The CIRCL source comment for d=4,5 admits "doesn't compute division by
x/q correctly for all inputs, but it's close enough that the end result
of the compression is correct." If that "close enough" is literally wrong
for even a single x in [0, 3328], the consequence is silent decapsulation
failure via implicit rejection — a correctness bug, not a security one.
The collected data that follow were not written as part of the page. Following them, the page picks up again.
PR #2349, opened 2024-05-22
Swap out deprecated runner

ZainRizvi:
Github is deprecating the N-core-ubuntu runner label, replacing it with N-core. We need to migrate PyTorch runners accordingly. Turns out github had originally asked for the change to be in the wrong direction

This only affects how github queues jobs, not where those jobs actually run

More details in pytorch/pytorch#125721

### DIFF
--- a/.github/workflows/deploy_on_release.yml
+++ b/.github/workflows/deploy_on_release.yml
@@ -46,7 +46,7 @@ jobs:
 
   package-deploy-conda:
     name: Package conda and deploy to anaconda.org
-    runs-on: 8-core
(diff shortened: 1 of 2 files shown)


Balandat:
@ZainRizvi so this just undoes #2345? Was this intended to be a temporary thing? what is going on?

ZainRizvi:
@Balandat yeah, unfortunately. Turns out Github had accidentally asked for the change to be made in the opposite direction to what they actually wanted.  They've now clarified their actual request

Balandat (approved):
..... and back again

So I swept the full input domain. d in {1, 4, 5, 10, 11}, spec-exact
integer reference on one side, CIRCL scalar kernels on the other, Go
stdlib compress/decompress as a third oracle. Both stdlib and CIRCL
live inside internal/ packages, so I vendored both by copy from
field.go:42–122 and poly.go:134–332 respectively — documented, no
modifications. 16,645 Compress inputs. 3,122 Decompress inputs. 19,767
three-way comparisons.
--- PASS: TestF4CompressSweep (0.00s)
--- PASS: TestF4DecompressSweep (0.00s)
PASS
Zero divergences. Every x agrees across all three oracles. The +q/2
rounding offset combined with the & ((1<<d)-1) mask makes the
approximation exact over the whole valid range, despite what the comment
suggests — the comment is conservative, not sloppy.
So Compress/Decompress is not a silent-correctness bug hiding in CIRCL, and the only API-surface finding from this exercise remains F1. Most of what a diff-fuzz matrix produces, if it's working, is clean negatives; those are worth writing down too.